• _What is required_:
Copy out all lines of the material below in which "appendToBody" occurs.

• _Provided material_:
PR #401, opened 2016-10-06
Closes AgileVentures/MetPlus_tracker#455

patmbolger:
The JobApplication model contained this method for returning a string representation of the application status, suitable for display:
```
def status_name
    status.to_s.camelcase
end
```
This method was deleted and instead the common helper method status_desc, defined in application_helper.rb, is used instead.

Also, added method tests to application_helper_spec.rb


joaopapereira:
cannot add comments on the files...

patmbolger:
Removed extraneous files.

PR #1014, opened 2019-11-29
Prevent resetting when the options change to the same object

jasonvarga:
Hi!

When using the `resetOnOptionsChange` option, the value is reset even if the new options object contains the exact same set of items.

We are populating the options via an AJAX request, so technically yes they are different objects, but the actual options never changed.

This PR makes it so that it checks that it's actually changed.

### DIFF
--- a/src/components/Select.vue
+++ b/src/components/Select.vue
@@ -513,8 +513,10 @@
        * is correct.
        * @return {[type]} [description]
        */
-      options(val) {
-        if (!this.taggable && this.resetOnOptionsChange) {
+      options(val, oldVal) {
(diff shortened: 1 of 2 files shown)


jasonvarga:
Ah yeah, fair questions.

I feel like `resetOnOptionsChange` implies that "the options" themselves are changing, not just "the JS object you passed to the `options` prop" changing. In which case I'd say it's a bug fix.

I wouldn't be surprised if someone disagreed.

Regarding the checking for value behavior, I think that feels even better.

jasonvarga:
Good idea. Works for me!

jasonvarga:
Legend. 💪

PR #1036, opened 2020-01-07
Display custom label in place of selected options

### LINKED ISSUE #1003: Show ‘3 items selected’ instead of the actual 3 tags
The problem is that when you have a search box which includes several drop downs you need to make sure the layout does not break and  Vue-select will NOT grow in height to fit all the selected items/tags.

The perfect solution is to show the number of items selected istead on the actual tags which also showing the clear icon of the right to clear all options. Or even better a slot allowing us to control how the selected tags are rendered.

**Describe alternatives you've considered**
snapappointments/bootstrap-select

**Additional context**

PNG image

andreasvirkus:
This PR resolves #1003 with an additional prop, whose textual value would override the `vs__selected-options` contents.

Maybe `collapseTags` would be a better name, seems that Element UI uses that as mentioned in https://github.com/sagalbot/vue-select/issues/1003#issuecomment-567502356

An example use case for this new prop would be:
```
<v-select
  v-model="userIds"
  label="name"
  placeholder="Everyone"
  :options="users"
  :customFieldLabel="userIds.length > 2 ? `${userIds.length} selected` : null"
  :reduce="option => option.id"
  :closeOnSelect="false"
  @search="getUsers"
/>
```

custom-label

### DIFF
--- a/docs/api/props.md
+++ b/docs/api/props.md
@@ -48,6 +48,17 @@ clearable: {
 },
 ```
 
+## customFieldLabel
+
+Custom field value to display in case of long or numerous values. Useful when you want to display the dropdown inline and can't have it wrap multiple lines.
+
+```js
+customFieldLabel: {
+	type: String,
+	default: ''
+},
+```
+
 ## maxHeight
 
 ::: warning Deprecated in `v2.x` & Removed in `v3.0`
@@ -340,10 +351,10 @@ createOption: {
 ## resetOnOptionsChange
 
 When false, updating the options will not reset the selected value.
- 
-Since `v3.4+` the prop accepts either a `boolean` or `function` that returns a `boolean`. 
 
-If defined as a function, it will receive the params listed below. 
+Since `v3.4+` the prop accepts either a `boolean` or `function` that returns a `boolean`.
+
+If defined as a function, it will receive the params listed below.
 
 ```js
 /**
--- a/src/components/Select.vue
+++ b/src/components/Select.vue
@@ -7,21 +7,24 @@
     <div ref="toggle" @mousedown.prevent="toggleDropdown" class="vs__dropdown-toggle">
 
       <div class="vs__selected-options" ref="selectedOptions">
-        <slot v-for="option in selectedValue"
-              name="selected-option-container"
-              :option="normalizeOptionForSlot(option)"
-              :deselect="deselect"
-              :multiple="multiple"
-              :disabled="disabled">
-          <span :key="getOptionKey(option)" class="vs__selected">
-            <slot name="selected-option" v-bind="normalizeOptionForSlot(option)">
-              {{ getOptionLabel(option) }}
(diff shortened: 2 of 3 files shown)


andreasvirkus:
@sagalbot could this be reviewed please? 🙏 We're really looking forward to getting back to using the new versions of `vue-select`

dekadentno:
Is there a way to fix and merge this? Sorry for being pushy, I just hope this marvelops feature isn't forgotten. Also thank you for your time and effort on this lib @andreasvirkus @sagalbot

andreasvirkus:
ping @sagalbot

adamdyderski:
I'm afraid that it will not be possible to deselect the selected options when the tags will not be rendered? (clicking on an option in the list does not deselect it now). Correct me if I'm wrong

andreasvirkus:
@adamdyderski I think the functionality you're looking for is in a different PR - https://github.com/sagalbot/vue-select/pull/1033

This just adds the functionality to show a custom label, so it's only a visual change in that sense. It would greatly benefit from https://github.com/sagalbot/vue-select/pull/1033 of course, but I've decoupled the features into 2 separate PRs

docs/api/props.md
```diff
@@ -48,6 +48,17 @@ clearable: {
 },
 ```
 
+## customFieldLabel
+
+Custom field value to display in case of long or numerous values. Useful when you want to display the dropdown inline and can't have it wrap multiple lines.
+
+```js
+customFieldLabel: {
+	type: String,
```
sagalbot, line 57: I'm torn on whether this should be a string or a function (or both). If it was a function, it could be called from a computed property, passing along the currently selected values. Something like this:

```vue
props: {
  shouldTruncate: {
    type: Boolean,
    default: false
  },
  truncatedLabel: {
    type: [String, Function],
  }
},
computed: {
  truncatedLabelResult() {
    if( typeof this.truncatedLabel === 'function') {
      return this.truncatedLabel(this.value)
    }

    return this.truncatedLabel;
  }
}
```

You can easily make the string a computed property from the parent component, but people always seem to struggle with this. In my experience, I almost always wrap `VueSelect` in a parent component to handle that sort of thing. In a perfect world, the component wouldn't manage any state - only firing events, it'd be up to the developer to track it themselves.

Either way, I think we do need some sort of `shouldTruncate` flag that can be referenced from the template. That way you can truncate if more than X values are selected. Maybe it could be a slot? With a slot, we wouldn't need `shouldTruncate`, we can just check if the slot has any content, and if it does, we use that content instead of iterating the options. 

Let me know if you've got any thoughts on the above! Thanks for all your work on this.

gautam-patadiya:
ping @sagalbot

gautam-patadiya:
new Limit property added:
https://github.com/sagalbot/vue-select/issues/1559#issuecomment-1978789674

PR #1048, opened 2020-01-24
* Prevent Escape key from propagating and potentially closing modals …

ahfeel:
…for example


andreasvirkus:
I think this is better handled user-side and not within the component, no? Can't you solve it currently with:

```
<modal @keyup.native.esc="closeModal">
  <vue-select @keyup.native.stop />
</modal>
```

With this PR, we'd block people from using Vue's handy event modifiers with event listeners inside templates and would force them to always pass in the handler via a prop.

PR #1049, opened 2020-01-24
* Add append-to-body directive and autoFocus option.

ahfeel:
* Add two new options:
- appendToBody: Boolean default false, this option allows to append the dropdown menu at the end of the body. In this case the sizing and positioning of the menu is done in javascript.
- autoFocus: automatically put the focus on the search input when the component is mounted


zanedev:
LGTM would love to see this merged asap @sagalbot  👍

src/components/Select.vue
```diff
@@ -500,6 +503,26 @@
...
+      appendToBody: {
+        type: Boolean,
+        default: false
+      },
+
+      /**
+       * Focus the input when the component is mounted.
+       * @type {Boolean}
+       */
+      autoFocus: {
```
sagalbot: Updating this signature to `autofocus` brings it in-line with the HTML5 attribute, little easier to remember.

src/components/Select.vue
```diff
@@ -566,6 +589,14 @@
       this.$on('option:created', this.maybePushTag)
     },
 
+    mounted() {
+      if (this.autoFocus) {
+        this.$nextTick(() => {
+          this.searchEl.focus();
+        });
+      }
+    },
```
sagalbot: Instead of applying focus programmatically, can you bind the `autofocus` attribute to the search input? This way we can leverage standards and defer the focusing to the browser.

ahfeel: Unfortunately this does not work as the html5 autofocus attribute only works on page load, so we still have to do it programmatically :)

src/components/Select.vue
ahfeel: done !

ahfeel:
Also, I tried to add unit tests on these two options but couldn't find a way to get a behavior close enough to reality..

src/directives/appendToBody.js
```diff
@@ -0,0 +1,19 @@
+export default {
+    inserted: function (el, bindings, vnode) {
+        if (vnode.context.appendToBody) {
+            let rect = vnode.context.$refs.toggle.getBoundingClientRect();
+
+            el.style.width = rect.width + 'px';
```
sagalbot: I'd love to pull the positioning logic here into a `positioning` prop from the component. I've been looking for a way to include popper.js to handle the dropdown positioning logic and a pluggable function here just might be the answer.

• _The answer_:
- appendToBody: Boolean default false, this option allows to append the dropdown menu at the end of the body. In this case the sizing and positioning of the menu is done in javascript.
+      appendToBody: {
src/directives/appendToBody.js
+        if (vnode.context.appendToBody) {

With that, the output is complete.